To control for potential nonspecific actions of the LV-Cre, we performed a parallel study using LV-Cre and LV-GFP injection in a previously described floxed glucocorticoid receptor (GRfl/fl) line. In these studies, LV-Cre-injected GRfl/fl mice performed similarly to LV-GFP-injected mice (Figure 1d). These data indicate that knockdown of GluN2B from the BNST, not nonspecific actions of LV-Cre administration, reduced negative affective behavior.
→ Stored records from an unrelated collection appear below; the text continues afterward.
PR #2396, opened 2019-01-19
Add QANet model for SQuAD.

### LINKED ISSUE #2185: Reduce memory use of multi-head self-attention
Since self-attention complexity is O(timestep * timestep * heads), the attention_dropout and mask_softmax  layer consumes lots of memory in a model where self_attention is heavily used. For example, QANet uses 3*7=21 self attention layer in its Model Encoder Layer. Is it possible to make it more memory efficient?

I'm not quite familiar with recycle in pytorch,  but I'm wondering is there any chance to solve this?

yizhongw:
* Implement the QANet model.

* Implement a new Trainer that maintains exponential moving average for parameters.

* More memory effient implementation of `masked_softmax` and `multi_head_self_attention`.

* Fixes #2185


DeNeutoy:
Awesome 🙌

matt-gardner:
This is awesome, thanks!  But, I can get you to split it out into three separate PRs?  Specifically:

1. The new trainer, which probably needs some updating to match @joelgrus's recent refactor, and maybe could just be an addition to the existing trainer instead of a new one.
2. The new encoders / other modules.
3. The model itself.

The first two PRs are independent and can be reviewed separately, and the third one depends on the first two.  It will be a _whole_ lot easier to review this if it's split up into smaller chunks.

joelgrus:
+1 to putting the EMA in  the existing trainer, let me think some about the best way to do that cleanly and extensibly

joelgrus:
that sounds good, and feel free to submit early (say, before you've written tests) just so we can iterate and make sure the design seems right

PR #2399, opened 2019-01-19
Fix docstring for PretrainedBertIndexer's pretrained_model param

bryant1410:
`pretrained_model` is not an optional param, as stated in `PretrainedBertIndexer` docs, so I removed the "optional" part from it.


nelson-liu:
Thanks!

PR #2406, opened 2019-01-21
Support exponential moving average in the default trainer.

yizhongw:


allennlp/training/exponential_moving_average.py
```diff
@@ -0,0 +1,64 @@
...
+
+
+class ExponentialMovingAverage:
+    """
+    Create shadow variables and maintain exponential moving average for model parameters.
+
+    Parameters
+    ----------
+    model: ``Model``, required.
+        An AllenNLP model to be optimized.
```
joelgrus: I am not convinced about this API. Why not just pass in the named parameters in the constructor (instead of the model) and then you can get rid of that option in the method calls.

allennlp/training/exponential_moving_average.py
```diff
@@ -0,0 +1,64 @@
...
+    def __init__(self, model: Model, decay: float = 0.9999) -> None:
+        self.decay = decay
+        self._average_values: Dict = {}
+        self._backup_values: Dict = {}
+        self._model = model
+        for name, param in model.named_parameters():
+            self._average_values[name] = param.data.clone()
+            self._backup_values[name] = param.data.clone()
+
+    def apply(self, num_updates: int = None, named_parameters: Iterable = None) -> None:
```
joelgrus: I know this is what Tensorflow calls it, but I can't say that I like the name `apply` here. If it were me I would call it something like `update_averages` or something

allennlp/training/exponential_moving_average.py
```diff
@@ -0,0 +1,64 @@
...
+        """
+        Apply exponential moving average to `named_parameters` if specified,
+        or we will apply this to all the trainable parameters of the model.
+
+        The optional `num_updates` parameter allows one to tweak the decay rate
+        dynamically. If passed, the actual decay rate used is:
+
+            `min(decay, (1 + num_updates) / (10 + num_updates))`
```
joelgrus: where does the second equation here come from?

yizhongw:
@matt-gardner Could you give me any hints on why the checks failed? The documentation looks good to me, but it still reported `undocumented module: allennlp.training.exponential_moving_average`.

allennlp/training/exponential_moving_average.py
```diff
@@ -0,0 +1,64 @@
...
+        """
+        if num_updates is not None:
+            decay = min(self.decay, (1.0 + num_updates) / (10.0 + num_updates))
+        else:
+            decay = self.decay
+        if named_parameters is None:
+            named_parameters = self._model.named_parameters()
+        for name, param in named_parameters:
+            new_average_value = (1.0 - decay) * param.data + decay * self._average_values[name]
+            self._average_values[name] = new_average_value.clone()
```
joelgrus: why do you need `clone` here? I would have written something like

```
self._average_values[name] = (1.0 - decay) * param.data.detach() + decay * self._average_values[name]
```
is there a reason why two steps is better ?

allennlp/training/exponential_moving_average.py
```diff
@@ -0,0 +1,64 @@
...
+
+    def assign_average_value(self, named_parameters=None) -> None:
+        """
+        Assign the exponential moving average value to the parameters
+        """
+        if named_parameters is None:
+            named_parameters = self._model.named_parameters()
+        for name, param in named_parameters:
+            self._backup_values[name] = param.data.clone()
```
joelgrus: why do you need clone here?

allennlp/training/exponential_moving_average.py
```diff
@@ -0,0 +1,64 @@
...
+            param.data = self._average_values[name]
+
+    def restore(self, named_parameters=None) -> None:
+        """
+        Restore the original values of each parameter
+        """
+        if named_parameters is None:
+            named_parameters = self._model.named_parameters()
+        for name, param in named_parameters:
+            param.data = self._backup_values[name].clone()
```
joelgrus: and here?

allennlp/training/exponential_moving_average.py
```diff
@@ -0,0 +1,64 @@
+from typing import Dict, Iterable
+from allennlp.models.model import Model
+
+
+class ExponentialMovingAverage:
```
joelgrus: are there other kinds of moving averages we might care about?

should there be a `MovingAverage` base class and then the trainer can be agnostic to what type of moving average it's using, rather than hardcoding this one?

allennlp/training/exponential_moving_average.py
yizhongw: You can refer to [this tensorflow implementation](https://github.com/tensorflow/tensorflow/blob/a6d8ffae097d0132989ae4688d224121ec6d8f35/tensorflow/python/training/moving_averages.py#L331).

allennlp/training/exponential_moving_average.py
yizhongw: Yes, this is not necessary. I will change that.

allennlp/training/exponential_moving_average.py
yizhongw: `clone()` might be necessary here, to make sure the update of parameters will not affect the correspondings in `_backup_values`?

allennlp/training/exponential_moving_average.py
yizhongw: Same as above. Using `clone()` is safer?

allennlp/training/exponential_moving_average.py
yizhongw: Tensorflow as a [`moving_averages.py`](https://github.com/tensorflow/tensorflow/blob/r1.12/tensorflow/python/training/moving_averages.py) file. But, it seems that they only implemented the exponential moving average.

matt-gardner:
@yizhongw, to answer your question about the docs: you need to add a reference to the module in our API docs, [here](https://github.com/allenai/allennlp/blob/master/doc/api/allennlp.training.rst).  Ping me on slack if you need help figuring out how this works.

joelgrus:
@yizhongw do you want me to take a crack at the abstract `MovingAverage` version?

yizhongw:
@joelgrus Yes, sure! Then, I could modify based on that.

joelgrus:
@yizhongw ok, take a look at what I pushed up, I'm not 100% sure I got all the clone()s and datas right, but the tests pass.

joelgrus:
since I now wrote a lot of this code, probably someone else should review it

allennlp/training/moving_average.py
```diff
@@ -0,0 +1,91 @@
...
+         https://www.tensorflow.org/api_docs/python/tf/train/ExponentialMovingAverage)
+        """
+        if num_updates is not None:
+            decay = min(self._decay,
+                        (self._numerator + num_updates) / (self._denominator + num_updates))
+        else:
+            decay = self._decay
+
+        for name, parameter in self._parameters:
+            self._shadows[name] = decay * self._shadows[name] + (1.0 - decay) * parameter.clone()
```
DeNeutoy: You can do this inplace:

```
self._shadows[name].mul_(decay).add_((1 - decay) * parameter.data)
```
This is actually important I think, because copying large parameters every step is expensive. E.g all the [optimizers use inplace operations](https://github.com/pytorch/pytorch/blob/master/torch/optim/adam.py).

allennlp/training/trainer.py
```diff
@@ -513,6 +535,11 @@ def _save_checkpoint(self, epoch: Union[int, str]) -> None:
             The epoch of training.  If the checkpoint is saved in the middle
             of an epoch, the parameter is a string with the epoch and timestamp.
         """
+        # If moving averagew are used for parameters, we save
```
DeNeutoy: averages

DeNeutoy:
Oh, another idea:

it's annoying to have to keep these EMAs on the same device as the parameters, because you're essentially tripling the memory requirement of the model. What if you added a `accumulate_on_cpu` option, where you computed the update equation on the GPU, but then did `self._shadow[name].copy_(update_value, non_blocking=True)` - this way, we wouldn't have to accumulate on the GPU, but I (don't think) we would have to wait for the GPU -> CPU copies which this method would require, because they can be non-blocking. What do you think?

joelgrus:
sounds like a good idea, let me make an attempt at it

Taken together, these data indicate that GluN2B-containing NMDARs within the BNST play an important role in regulating depression. Further, our pharmacological data demonstrate that ketamine and Ro25–6981 exert antidepressant-like effects in the NIH paradigm without need of prior stress exposure. Future studies will aim to elucidate the mechanism by which GluN2B blockade in the BNST exerts antidepressant-like effects, and determine if direct pharmacological inhibition of GluN2B within the BNST through cannulated injection of ketamine or Ro25–6981 is able to recapitulate the behavioral effects observed with systemic administration.